(Stored data)

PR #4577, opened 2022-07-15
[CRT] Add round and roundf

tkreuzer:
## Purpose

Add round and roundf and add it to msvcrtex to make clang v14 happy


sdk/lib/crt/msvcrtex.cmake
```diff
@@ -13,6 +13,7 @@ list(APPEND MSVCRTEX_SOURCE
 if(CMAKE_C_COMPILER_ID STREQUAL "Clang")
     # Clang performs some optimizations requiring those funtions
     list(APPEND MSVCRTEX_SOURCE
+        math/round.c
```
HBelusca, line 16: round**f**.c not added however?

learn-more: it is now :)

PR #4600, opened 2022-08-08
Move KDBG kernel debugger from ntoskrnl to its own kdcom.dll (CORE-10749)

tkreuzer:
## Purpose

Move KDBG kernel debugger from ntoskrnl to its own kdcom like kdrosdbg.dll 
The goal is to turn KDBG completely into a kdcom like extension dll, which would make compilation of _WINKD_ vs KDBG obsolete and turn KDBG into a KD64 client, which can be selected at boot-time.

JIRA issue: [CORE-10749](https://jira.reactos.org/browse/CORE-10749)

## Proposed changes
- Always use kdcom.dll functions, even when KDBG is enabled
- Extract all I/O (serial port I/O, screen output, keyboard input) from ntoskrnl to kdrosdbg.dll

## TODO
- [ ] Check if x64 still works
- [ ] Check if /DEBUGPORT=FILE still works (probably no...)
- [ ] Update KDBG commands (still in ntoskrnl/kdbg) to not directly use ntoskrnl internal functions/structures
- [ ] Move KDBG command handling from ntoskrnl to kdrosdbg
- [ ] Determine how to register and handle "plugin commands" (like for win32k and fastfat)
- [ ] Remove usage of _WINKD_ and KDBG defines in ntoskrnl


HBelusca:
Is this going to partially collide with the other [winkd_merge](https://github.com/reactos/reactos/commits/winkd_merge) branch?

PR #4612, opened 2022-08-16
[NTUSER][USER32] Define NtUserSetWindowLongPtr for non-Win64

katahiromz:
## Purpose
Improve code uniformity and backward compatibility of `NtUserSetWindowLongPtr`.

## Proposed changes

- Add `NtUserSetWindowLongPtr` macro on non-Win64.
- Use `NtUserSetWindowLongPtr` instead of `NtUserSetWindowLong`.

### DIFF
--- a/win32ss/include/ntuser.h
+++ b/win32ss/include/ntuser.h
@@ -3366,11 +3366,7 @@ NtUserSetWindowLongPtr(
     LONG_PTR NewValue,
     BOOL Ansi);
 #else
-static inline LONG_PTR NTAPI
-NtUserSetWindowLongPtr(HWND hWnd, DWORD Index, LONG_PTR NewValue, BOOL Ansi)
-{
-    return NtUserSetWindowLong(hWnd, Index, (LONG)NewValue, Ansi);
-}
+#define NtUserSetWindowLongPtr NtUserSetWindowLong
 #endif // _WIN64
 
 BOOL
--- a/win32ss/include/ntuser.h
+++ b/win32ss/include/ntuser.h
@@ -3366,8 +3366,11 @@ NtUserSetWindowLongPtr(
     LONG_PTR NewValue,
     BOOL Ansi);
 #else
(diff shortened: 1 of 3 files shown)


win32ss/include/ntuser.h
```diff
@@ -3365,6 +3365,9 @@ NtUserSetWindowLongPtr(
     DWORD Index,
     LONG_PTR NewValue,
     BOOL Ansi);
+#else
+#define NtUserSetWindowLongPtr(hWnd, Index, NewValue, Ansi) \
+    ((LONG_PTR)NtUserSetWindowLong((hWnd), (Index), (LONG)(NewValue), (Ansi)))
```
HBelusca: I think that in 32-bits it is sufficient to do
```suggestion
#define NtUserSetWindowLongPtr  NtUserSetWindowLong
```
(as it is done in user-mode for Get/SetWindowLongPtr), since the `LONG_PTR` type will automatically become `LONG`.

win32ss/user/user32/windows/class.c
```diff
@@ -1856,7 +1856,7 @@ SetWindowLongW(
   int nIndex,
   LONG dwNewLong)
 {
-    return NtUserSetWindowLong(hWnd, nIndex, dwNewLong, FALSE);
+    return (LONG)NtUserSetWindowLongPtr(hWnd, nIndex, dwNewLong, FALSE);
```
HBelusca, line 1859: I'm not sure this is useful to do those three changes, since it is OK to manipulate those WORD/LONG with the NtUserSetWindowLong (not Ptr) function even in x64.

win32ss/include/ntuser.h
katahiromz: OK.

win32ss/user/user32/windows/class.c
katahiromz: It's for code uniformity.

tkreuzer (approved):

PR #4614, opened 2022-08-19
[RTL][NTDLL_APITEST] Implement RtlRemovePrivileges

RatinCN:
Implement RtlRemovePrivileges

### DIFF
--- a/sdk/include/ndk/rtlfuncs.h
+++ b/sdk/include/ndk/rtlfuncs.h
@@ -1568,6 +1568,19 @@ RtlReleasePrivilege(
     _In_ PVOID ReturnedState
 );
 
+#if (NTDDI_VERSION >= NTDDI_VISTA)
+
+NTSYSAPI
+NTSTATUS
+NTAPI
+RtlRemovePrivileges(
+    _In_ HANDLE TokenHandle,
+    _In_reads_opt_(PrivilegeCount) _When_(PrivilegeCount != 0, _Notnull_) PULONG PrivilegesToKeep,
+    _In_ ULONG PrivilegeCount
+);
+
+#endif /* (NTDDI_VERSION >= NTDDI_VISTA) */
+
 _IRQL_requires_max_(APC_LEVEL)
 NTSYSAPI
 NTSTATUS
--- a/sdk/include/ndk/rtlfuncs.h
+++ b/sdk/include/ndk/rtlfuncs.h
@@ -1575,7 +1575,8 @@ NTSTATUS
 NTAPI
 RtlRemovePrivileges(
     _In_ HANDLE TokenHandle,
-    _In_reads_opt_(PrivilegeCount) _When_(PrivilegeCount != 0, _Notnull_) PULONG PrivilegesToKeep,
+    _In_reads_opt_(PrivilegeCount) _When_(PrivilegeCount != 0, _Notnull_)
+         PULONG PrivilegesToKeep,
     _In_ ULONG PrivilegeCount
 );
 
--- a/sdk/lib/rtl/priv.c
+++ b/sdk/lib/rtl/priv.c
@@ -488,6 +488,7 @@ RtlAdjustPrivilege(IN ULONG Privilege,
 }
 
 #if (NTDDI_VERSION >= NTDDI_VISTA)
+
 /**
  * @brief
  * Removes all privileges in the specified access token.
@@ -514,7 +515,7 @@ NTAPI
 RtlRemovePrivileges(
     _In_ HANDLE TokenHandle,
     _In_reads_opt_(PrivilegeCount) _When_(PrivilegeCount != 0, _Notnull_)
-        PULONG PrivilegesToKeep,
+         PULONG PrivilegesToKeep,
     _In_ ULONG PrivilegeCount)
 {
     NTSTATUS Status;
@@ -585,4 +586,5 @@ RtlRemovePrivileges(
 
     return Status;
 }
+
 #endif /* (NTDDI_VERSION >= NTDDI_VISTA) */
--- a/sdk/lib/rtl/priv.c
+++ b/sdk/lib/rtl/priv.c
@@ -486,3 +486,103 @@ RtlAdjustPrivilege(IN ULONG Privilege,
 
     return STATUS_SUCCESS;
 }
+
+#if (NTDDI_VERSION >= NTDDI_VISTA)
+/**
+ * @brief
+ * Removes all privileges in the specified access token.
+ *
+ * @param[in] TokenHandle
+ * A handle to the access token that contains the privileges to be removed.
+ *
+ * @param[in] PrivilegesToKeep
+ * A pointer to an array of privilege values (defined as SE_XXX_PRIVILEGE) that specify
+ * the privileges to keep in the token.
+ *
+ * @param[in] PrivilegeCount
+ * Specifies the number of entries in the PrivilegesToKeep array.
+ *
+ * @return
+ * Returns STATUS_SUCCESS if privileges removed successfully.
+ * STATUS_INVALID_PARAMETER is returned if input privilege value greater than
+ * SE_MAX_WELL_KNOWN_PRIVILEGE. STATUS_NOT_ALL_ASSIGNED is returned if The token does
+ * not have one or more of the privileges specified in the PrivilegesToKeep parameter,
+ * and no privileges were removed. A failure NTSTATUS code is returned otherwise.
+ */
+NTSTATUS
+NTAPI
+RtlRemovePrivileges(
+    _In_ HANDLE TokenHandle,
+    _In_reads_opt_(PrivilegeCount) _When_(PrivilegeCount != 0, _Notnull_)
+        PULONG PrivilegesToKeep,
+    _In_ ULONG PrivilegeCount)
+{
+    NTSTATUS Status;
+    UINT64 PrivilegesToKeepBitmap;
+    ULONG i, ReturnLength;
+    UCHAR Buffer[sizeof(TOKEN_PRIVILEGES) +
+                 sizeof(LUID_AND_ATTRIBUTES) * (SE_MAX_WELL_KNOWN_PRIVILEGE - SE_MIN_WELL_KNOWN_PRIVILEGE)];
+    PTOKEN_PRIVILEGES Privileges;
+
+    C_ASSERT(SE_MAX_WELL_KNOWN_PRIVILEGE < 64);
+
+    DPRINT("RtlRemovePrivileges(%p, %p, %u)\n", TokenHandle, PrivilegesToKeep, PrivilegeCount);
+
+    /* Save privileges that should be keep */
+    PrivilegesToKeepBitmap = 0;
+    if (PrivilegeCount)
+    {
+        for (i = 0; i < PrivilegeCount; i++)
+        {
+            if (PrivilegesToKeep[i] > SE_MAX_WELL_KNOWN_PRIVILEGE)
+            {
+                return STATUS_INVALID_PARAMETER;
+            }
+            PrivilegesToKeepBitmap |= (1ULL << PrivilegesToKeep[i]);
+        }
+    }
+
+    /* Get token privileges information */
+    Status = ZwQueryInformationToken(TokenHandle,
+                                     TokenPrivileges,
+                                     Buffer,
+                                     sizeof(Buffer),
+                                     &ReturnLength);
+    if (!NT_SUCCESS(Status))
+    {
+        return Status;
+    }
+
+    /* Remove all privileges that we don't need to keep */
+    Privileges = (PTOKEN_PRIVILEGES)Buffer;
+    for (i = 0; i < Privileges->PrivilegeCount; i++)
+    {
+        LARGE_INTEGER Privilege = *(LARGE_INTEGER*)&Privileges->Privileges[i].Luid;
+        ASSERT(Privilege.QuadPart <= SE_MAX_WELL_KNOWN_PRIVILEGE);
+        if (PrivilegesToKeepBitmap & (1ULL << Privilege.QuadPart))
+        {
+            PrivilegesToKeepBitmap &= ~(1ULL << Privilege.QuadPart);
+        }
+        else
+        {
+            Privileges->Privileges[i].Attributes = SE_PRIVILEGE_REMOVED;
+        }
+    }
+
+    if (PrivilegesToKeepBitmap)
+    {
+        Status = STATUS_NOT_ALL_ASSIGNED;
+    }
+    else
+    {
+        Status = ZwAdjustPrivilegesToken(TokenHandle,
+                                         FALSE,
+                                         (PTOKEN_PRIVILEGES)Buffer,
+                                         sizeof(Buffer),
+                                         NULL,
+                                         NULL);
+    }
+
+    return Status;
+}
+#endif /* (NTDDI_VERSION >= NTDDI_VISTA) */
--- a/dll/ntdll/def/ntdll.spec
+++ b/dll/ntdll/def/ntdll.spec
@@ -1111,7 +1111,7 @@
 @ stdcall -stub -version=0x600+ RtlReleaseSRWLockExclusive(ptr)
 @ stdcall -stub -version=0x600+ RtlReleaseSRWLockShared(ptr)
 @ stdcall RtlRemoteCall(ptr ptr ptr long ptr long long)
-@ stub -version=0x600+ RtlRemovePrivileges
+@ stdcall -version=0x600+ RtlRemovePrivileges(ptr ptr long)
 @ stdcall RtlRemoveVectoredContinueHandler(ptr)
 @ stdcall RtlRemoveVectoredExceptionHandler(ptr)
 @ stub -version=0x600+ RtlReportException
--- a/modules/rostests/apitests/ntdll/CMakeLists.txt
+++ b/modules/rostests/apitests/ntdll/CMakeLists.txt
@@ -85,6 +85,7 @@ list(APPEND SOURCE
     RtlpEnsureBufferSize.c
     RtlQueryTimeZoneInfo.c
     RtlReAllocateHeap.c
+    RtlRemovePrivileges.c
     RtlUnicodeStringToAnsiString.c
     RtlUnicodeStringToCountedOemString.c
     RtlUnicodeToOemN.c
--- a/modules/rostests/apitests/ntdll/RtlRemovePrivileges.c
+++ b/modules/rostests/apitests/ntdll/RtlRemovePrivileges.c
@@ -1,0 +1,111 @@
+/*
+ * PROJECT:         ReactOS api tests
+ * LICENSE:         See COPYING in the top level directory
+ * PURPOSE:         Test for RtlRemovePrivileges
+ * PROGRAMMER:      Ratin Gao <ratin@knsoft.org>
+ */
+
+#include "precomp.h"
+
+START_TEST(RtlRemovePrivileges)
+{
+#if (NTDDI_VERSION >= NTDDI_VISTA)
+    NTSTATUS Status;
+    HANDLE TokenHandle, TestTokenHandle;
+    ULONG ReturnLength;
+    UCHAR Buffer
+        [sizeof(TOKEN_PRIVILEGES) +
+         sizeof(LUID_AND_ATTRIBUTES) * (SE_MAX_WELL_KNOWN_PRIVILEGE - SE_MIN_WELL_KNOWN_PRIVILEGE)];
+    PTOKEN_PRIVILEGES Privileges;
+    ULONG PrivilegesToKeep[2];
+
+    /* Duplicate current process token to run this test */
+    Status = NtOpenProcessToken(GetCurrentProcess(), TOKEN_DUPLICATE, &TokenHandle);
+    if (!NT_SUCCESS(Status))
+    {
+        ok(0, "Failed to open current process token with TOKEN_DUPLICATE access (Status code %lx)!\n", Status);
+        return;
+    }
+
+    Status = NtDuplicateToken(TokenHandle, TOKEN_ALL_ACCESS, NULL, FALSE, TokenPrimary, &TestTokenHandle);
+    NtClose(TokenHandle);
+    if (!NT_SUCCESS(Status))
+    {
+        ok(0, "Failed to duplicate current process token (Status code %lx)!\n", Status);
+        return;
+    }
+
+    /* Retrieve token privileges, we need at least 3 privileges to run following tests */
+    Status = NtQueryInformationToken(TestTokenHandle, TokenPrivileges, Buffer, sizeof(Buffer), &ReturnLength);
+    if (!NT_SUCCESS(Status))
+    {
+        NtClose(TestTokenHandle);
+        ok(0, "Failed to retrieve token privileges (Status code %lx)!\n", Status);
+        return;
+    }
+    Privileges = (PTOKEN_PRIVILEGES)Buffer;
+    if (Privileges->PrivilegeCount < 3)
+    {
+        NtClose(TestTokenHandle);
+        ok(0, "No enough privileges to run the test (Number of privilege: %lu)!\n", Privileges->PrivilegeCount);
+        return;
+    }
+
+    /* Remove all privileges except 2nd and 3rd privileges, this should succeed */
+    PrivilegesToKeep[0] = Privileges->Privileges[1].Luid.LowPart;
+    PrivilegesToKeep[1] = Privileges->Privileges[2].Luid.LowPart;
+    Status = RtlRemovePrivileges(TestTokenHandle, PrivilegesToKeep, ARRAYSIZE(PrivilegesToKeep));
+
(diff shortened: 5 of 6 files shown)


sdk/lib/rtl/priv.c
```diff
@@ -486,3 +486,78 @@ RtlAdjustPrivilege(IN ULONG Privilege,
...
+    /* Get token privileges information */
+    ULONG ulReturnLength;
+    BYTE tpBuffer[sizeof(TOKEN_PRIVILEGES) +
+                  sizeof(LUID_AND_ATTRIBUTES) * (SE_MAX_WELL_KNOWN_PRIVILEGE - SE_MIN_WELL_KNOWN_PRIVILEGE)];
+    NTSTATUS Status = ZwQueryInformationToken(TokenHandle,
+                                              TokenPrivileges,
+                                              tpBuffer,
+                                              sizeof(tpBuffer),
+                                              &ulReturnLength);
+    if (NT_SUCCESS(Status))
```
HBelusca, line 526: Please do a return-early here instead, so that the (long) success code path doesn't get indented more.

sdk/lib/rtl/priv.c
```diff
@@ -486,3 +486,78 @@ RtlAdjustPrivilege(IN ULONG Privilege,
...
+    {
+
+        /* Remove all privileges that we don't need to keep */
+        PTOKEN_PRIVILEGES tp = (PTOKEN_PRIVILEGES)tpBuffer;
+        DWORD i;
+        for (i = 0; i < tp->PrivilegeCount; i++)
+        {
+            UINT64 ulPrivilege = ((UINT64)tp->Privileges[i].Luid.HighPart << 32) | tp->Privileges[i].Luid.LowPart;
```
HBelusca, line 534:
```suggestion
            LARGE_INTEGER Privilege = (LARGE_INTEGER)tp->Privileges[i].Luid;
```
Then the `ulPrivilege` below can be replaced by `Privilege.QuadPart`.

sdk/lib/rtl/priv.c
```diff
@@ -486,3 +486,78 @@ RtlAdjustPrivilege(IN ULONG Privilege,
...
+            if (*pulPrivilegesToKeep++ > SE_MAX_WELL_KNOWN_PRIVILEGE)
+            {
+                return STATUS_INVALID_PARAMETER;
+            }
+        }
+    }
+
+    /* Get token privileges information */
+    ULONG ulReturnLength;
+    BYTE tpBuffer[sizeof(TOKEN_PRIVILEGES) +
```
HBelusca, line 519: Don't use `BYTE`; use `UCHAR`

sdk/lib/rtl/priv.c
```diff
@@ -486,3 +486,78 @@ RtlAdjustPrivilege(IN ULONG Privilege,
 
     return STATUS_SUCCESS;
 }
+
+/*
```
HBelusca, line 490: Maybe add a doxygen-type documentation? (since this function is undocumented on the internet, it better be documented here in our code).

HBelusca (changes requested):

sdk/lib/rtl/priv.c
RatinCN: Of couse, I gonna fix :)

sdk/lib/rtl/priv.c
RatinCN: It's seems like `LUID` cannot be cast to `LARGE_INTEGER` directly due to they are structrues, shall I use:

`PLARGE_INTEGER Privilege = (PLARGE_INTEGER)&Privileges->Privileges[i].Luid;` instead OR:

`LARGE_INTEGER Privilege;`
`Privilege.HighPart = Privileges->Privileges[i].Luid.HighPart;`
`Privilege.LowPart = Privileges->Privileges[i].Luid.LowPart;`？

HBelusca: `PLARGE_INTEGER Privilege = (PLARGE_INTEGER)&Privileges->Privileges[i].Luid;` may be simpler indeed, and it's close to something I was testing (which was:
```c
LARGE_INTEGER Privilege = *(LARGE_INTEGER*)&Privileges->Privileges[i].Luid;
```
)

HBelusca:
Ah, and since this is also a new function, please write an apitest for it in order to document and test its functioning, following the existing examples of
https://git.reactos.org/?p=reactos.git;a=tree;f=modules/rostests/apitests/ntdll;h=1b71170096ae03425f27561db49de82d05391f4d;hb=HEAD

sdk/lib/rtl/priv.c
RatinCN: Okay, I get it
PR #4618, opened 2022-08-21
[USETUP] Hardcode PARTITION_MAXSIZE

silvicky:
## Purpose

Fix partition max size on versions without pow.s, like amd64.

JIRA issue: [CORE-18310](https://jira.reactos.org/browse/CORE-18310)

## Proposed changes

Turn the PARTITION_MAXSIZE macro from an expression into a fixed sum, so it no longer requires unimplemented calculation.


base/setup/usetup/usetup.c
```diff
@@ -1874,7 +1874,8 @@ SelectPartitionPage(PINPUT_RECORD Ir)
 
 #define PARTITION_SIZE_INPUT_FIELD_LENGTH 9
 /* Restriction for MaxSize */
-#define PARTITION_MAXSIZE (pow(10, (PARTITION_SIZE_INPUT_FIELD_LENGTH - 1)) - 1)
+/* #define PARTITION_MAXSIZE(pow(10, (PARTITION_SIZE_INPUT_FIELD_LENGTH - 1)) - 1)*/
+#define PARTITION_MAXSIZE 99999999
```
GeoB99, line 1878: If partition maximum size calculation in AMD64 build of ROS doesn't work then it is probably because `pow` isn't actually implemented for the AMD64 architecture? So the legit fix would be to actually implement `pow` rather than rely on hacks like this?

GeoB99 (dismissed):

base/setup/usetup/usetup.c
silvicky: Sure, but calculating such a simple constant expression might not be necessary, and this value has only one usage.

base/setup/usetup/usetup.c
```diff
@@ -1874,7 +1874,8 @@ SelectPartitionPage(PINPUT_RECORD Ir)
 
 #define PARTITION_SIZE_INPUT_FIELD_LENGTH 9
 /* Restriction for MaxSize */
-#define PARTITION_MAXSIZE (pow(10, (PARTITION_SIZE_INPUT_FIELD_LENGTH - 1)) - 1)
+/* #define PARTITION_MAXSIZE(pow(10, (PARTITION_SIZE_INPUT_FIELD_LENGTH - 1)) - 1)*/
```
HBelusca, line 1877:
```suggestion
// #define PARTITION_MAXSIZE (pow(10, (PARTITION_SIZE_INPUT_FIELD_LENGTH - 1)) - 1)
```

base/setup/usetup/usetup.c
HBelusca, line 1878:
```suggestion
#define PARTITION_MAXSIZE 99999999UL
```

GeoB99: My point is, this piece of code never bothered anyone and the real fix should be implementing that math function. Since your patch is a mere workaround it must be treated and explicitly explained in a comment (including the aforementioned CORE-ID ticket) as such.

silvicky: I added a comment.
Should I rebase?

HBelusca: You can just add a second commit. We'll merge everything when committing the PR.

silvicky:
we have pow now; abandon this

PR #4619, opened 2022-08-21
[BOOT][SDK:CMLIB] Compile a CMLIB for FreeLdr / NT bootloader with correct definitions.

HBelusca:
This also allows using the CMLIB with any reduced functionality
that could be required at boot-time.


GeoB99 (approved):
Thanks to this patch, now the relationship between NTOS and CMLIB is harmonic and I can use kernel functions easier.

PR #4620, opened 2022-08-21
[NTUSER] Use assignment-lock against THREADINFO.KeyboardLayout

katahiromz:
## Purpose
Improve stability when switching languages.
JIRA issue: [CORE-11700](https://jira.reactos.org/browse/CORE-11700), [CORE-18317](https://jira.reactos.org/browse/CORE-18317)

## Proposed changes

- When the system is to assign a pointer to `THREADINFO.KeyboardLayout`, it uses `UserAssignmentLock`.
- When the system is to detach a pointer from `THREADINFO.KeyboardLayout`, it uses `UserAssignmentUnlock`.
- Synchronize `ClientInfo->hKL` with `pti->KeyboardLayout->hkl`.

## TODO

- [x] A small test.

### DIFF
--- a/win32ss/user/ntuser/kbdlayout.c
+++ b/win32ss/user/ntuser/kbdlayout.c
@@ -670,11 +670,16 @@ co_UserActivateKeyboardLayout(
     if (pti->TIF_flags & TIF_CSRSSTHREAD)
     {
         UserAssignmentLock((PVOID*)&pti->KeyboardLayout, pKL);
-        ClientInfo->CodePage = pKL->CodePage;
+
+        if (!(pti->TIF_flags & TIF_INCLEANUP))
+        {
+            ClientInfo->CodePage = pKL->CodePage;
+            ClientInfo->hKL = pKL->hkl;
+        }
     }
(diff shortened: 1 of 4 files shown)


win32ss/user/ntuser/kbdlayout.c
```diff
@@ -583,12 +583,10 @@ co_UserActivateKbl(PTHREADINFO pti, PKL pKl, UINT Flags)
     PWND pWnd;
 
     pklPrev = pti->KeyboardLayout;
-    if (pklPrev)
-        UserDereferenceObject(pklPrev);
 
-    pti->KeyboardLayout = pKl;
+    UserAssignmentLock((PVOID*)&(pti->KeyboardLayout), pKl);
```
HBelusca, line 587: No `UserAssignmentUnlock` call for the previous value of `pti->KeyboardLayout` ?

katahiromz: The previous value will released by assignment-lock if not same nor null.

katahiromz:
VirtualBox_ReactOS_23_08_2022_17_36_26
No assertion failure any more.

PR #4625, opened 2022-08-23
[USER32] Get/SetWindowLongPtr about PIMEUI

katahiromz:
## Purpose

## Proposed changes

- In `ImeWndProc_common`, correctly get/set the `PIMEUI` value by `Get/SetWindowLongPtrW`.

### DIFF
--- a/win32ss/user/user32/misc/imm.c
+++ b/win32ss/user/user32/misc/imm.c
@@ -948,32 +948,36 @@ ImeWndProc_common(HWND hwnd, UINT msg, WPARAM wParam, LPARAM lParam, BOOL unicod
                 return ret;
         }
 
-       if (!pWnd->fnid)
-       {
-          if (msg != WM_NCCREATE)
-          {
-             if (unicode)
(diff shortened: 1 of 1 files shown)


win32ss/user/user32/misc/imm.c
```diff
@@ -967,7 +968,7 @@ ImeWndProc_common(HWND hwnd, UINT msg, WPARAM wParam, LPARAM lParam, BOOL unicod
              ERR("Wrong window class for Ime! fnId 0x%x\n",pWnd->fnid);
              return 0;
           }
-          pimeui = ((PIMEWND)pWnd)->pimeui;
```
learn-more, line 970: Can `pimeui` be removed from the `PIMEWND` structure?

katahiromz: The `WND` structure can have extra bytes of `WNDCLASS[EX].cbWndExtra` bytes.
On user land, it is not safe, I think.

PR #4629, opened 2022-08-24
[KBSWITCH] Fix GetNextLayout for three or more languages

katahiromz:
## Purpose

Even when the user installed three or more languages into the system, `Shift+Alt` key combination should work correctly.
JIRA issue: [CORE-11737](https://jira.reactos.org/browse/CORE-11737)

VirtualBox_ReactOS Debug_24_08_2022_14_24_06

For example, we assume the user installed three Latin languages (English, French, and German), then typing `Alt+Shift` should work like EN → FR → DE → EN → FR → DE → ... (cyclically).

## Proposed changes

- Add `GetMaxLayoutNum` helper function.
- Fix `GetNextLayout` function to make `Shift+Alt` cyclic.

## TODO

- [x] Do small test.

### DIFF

What to do:
Reproduce only this range: the first line of the data above through the line with "HBelusca, line 16: round**f**.c", both included, exactly as written.

Task answer:
PR #4577, opened 2022-07-15
[CRT] Add round and roundf

tkreuzer:
## Purpose

Add round and roundf and add it to msvcrtex to make clang v14 happy


sdk/lib/crt/msvcrtex.cmake
```diff
@@ -13,6 +13,7 @@ list(APPEND MSVCRTEX_SOURCE
 if(CMAKE_C_COMPILER_ID STREQUAL "Clang")
     # Clang performs some optimizations requiring those funtions
     list(APPEND MSVCRTEX_SOURCE
+        math/round.c
```
HBelusca, line 16: round**f**.c not added however?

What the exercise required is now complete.